In the following listing, work out how many lines contain the string "should", and state only that number.

=== Begin Enclosure ===

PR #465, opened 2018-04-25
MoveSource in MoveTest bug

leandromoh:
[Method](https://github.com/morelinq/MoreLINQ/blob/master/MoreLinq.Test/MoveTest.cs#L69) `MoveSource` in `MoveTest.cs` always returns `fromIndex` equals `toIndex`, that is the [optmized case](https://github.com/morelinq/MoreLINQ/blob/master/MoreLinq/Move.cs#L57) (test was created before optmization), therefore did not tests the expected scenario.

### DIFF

=== End Enclosure ===
=== Begin Enclosure ===

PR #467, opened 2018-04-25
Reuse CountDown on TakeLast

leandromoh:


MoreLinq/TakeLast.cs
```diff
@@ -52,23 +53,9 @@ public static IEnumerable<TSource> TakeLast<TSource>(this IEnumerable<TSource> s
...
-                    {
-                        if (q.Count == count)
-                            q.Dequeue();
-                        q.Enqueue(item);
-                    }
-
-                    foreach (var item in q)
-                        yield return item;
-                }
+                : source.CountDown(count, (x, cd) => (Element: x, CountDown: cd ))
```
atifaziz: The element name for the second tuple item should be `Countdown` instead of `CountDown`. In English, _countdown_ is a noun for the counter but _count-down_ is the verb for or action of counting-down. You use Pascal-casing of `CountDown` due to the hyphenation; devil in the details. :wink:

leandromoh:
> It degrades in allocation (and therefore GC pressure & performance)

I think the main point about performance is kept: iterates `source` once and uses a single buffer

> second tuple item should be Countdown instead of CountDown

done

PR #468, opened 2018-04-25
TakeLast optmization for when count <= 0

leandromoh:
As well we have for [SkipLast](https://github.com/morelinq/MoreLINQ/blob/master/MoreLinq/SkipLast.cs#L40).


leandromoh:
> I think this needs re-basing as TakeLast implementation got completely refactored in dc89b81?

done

=== End Enclosure ===
=== Begin Enclosure ===

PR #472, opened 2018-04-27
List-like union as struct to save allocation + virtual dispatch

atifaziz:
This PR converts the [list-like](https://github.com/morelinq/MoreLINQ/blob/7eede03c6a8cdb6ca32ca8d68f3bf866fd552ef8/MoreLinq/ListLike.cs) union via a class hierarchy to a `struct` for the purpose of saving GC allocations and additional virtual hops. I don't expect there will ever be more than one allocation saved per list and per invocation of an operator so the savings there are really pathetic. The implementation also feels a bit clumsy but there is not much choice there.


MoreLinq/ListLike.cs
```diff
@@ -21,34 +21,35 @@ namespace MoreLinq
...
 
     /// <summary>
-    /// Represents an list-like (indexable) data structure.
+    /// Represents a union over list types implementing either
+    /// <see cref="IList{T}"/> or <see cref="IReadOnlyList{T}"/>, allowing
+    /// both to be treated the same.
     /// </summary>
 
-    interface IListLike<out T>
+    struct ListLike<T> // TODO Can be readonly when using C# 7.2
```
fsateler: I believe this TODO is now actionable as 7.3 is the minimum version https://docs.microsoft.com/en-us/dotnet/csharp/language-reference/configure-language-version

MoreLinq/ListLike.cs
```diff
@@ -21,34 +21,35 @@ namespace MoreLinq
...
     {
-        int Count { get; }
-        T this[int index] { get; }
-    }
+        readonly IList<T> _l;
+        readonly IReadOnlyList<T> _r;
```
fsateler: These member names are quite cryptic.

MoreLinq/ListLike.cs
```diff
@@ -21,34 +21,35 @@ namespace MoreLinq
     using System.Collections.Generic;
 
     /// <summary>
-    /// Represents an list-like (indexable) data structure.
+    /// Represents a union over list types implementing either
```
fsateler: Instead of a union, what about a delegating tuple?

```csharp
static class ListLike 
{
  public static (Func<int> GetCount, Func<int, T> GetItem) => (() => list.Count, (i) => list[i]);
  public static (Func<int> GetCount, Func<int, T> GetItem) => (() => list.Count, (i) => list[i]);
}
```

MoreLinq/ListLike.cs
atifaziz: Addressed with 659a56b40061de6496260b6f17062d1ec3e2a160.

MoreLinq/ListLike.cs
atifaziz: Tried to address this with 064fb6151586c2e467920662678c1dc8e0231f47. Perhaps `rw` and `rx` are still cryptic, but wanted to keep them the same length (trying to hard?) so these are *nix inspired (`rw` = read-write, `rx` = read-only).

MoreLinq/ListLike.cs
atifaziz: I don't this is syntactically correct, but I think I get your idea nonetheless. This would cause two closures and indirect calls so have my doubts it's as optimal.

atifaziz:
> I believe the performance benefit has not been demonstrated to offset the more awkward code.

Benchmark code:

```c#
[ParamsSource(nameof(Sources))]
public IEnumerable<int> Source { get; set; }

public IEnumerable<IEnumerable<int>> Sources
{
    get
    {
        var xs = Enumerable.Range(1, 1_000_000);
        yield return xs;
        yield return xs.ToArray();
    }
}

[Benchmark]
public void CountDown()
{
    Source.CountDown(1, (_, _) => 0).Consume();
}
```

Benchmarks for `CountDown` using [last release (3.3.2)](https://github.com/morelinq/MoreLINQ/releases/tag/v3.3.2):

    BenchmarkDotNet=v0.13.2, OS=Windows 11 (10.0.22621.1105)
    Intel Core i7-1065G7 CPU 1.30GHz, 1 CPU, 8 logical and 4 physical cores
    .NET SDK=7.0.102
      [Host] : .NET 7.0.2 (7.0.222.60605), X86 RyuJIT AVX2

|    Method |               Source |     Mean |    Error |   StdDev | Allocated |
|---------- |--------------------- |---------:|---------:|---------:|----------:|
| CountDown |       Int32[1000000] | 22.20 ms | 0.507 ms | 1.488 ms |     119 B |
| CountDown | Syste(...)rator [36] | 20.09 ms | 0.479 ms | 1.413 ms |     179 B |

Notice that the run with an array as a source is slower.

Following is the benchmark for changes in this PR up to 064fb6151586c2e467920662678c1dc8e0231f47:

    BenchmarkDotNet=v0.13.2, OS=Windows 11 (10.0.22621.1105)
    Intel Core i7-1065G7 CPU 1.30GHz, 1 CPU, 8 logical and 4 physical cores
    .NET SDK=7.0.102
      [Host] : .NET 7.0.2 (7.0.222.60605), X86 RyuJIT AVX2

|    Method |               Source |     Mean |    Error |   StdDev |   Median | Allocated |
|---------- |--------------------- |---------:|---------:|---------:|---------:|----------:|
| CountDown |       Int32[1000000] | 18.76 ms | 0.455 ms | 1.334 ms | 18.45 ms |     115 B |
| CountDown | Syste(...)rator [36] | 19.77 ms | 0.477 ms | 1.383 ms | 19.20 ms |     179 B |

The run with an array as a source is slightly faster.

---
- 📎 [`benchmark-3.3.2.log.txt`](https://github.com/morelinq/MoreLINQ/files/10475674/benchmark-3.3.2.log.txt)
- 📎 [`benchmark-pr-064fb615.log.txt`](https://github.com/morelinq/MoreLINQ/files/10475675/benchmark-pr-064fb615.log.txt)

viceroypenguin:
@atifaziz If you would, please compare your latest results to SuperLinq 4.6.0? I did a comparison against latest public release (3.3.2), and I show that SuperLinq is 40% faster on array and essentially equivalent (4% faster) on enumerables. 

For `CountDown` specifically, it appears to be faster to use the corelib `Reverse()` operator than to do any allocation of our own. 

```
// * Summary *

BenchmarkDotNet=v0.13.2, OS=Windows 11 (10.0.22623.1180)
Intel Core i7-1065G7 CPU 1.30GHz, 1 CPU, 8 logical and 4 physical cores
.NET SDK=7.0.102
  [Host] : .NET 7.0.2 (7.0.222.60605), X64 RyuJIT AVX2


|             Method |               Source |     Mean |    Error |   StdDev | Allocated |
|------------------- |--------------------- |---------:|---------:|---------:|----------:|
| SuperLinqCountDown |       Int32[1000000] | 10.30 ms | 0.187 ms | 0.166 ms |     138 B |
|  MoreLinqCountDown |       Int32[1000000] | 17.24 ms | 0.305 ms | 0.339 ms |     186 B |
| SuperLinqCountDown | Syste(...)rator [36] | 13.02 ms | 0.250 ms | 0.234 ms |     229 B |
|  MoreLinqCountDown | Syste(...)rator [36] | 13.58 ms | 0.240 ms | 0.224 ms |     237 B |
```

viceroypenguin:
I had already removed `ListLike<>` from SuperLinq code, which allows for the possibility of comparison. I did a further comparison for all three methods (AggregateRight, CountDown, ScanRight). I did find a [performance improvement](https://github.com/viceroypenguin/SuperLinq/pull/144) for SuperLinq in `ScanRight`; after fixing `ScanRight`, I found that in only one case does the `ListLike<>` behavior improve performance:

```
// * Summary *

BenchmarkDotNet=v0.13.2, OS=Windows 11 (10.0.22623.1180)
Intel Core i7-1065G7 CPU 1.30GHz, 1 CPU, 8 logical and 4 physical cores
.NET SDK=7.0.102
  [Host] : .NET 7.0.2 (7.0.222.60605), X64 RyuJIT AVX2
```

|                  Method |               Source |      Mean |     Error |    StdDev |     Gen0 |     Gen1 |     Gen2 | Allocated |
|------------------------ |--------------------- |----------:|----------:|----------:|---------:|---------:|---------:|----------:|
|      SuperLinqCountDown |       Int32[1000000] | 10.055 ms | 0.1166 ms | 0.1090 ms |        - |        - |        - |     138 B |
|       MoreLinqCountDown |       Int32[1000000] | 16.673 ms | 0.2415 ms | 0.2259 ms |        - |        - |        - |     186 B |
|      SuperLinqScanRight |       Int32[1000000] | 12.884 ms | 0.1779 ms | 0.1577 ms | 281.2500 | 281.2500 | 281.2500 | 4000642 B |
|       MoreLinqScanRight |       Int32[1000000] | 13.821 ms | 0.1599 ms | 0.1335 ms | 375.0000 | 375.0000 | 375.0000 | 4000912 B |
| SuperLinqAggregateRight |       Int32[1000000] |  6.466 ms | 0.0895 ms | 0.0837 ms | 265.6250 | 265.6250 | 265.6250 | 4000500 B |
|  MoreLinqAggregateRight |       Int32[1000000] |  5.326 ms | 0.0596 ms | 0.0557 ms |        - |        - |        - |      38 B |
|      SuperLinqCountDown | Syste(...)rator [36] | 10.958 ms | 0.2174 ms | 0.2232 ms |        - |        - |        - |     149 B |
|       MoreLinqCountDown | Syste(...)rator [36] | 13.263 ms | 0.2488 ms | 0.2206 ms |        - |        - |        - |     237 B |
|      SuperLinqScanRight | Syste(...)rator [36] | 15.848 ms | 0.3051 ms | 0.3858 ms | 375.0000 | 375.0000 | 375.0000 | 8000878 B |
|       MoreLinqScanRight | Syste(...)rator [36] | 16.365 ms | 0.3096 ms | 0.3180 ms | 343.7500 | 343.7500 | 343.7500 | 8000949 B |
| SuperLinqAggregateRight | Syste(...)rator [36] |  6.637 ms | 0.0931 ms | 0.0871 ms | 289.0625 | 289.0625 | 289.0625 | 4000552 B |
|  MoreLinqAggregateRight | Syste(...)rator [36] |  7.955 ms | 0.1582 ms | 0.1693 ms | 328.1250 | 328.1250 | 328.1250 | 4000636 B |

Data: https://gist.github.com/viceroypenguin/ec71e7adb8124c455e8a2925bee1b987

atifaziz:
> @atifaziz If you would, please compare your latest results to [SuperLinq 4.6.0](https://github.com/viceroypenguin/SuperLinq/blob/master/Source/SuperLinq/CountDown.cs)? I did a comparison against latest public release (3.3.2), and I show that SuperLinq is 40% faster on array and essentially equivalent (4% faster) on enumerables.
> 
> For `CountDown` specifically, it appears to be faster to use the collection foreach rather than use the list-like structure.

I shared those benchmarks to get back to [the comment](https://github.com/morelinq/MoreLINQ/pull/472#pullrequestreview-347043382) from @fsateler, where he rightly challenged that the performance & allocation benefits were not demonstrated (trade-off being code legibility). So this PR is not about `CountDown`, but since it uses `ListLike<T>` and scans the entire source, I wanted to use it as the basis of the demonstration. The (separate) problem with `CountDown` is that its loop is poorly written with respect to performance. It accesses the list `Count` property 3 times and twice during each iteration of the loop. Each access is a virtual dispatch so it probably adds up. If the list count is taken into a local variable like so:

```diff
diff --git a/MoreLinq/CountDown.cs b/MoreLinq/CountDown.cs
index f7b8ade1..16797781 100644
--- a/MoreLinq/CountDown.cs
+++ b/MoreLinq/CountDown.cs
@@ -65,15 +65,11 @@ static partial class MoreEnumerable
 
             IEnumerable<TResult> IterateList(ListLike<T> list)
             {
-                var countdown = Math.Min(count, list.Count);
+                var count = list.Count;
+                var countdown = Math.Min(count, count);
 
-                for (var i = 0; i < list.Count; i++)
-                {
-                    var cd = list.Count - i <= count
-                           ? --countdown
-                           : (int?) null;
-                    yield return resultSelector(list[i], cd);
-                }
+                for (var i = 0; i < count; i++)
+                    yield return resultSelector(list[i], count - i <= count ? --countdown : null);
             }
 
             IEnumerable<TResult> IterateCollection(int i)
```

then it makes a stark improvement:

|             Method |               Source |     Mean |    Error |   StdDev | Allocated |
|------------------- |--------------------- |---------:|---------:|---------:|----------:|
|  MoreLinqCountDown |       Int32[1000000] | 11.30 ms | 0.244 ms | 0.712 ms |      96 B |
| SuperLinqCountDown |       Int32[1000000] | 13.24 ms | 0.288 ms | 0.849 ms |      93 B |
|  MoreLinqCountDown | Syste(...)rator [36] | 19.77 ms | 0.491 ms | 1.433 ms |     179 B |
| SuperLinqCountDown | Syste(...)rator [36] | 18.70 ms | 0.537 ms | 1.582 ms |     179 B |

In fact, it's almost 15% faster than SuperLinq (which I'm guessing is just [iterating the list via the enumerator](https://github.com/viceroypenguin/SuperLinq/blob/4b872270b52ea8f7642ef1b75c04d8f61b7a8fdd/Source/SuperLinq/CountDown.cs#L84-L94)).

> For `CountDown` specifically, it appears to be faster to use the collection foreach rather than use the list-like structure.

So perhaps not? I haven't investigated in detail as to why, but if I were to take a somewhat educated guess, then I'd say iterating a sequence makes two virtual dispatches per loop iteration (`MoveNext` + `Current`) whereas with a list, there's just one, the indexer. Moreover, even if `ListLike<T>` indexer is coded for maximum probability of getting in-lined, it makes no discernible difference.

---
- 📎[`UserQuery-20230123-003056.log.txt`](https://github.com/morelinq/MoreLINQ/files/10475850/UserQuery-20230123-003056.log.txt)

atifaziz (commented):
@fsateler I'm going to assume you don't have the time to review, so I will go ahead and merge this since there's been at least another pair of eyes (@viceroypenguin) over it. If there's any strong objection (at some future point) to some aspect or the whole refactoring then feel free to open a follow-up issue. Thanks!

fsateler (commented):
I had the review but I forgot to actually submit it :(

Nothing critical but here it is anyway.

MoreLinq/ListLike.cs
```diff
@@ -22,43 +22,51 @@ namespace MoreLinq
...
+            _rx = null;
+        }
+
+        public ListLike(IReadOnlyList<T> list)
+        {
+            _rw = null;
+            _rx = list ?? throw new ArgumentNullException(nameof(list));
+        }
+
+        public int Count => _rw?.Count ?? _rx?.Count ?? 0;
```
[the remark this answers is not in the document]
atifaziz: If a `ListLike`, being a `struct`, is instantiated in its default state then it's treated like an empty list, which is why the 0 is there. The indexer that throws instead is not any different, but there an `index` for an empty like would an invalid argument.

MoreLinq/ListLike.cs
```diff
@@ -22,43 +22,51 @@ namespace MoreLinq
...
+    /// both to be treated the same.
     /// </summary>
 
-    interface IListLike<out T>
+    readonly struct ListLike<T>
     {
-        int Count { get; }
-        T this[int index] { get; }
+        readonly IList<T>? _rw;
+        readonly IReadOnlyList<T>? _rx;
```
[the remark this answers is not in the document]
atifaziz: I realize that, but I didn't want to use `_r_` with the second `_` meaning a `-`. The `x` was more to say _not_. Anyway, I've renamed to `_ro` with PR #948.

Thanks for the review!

=== End Enclosure ===

*RESPONSE FOR THIS EXERCISE*
2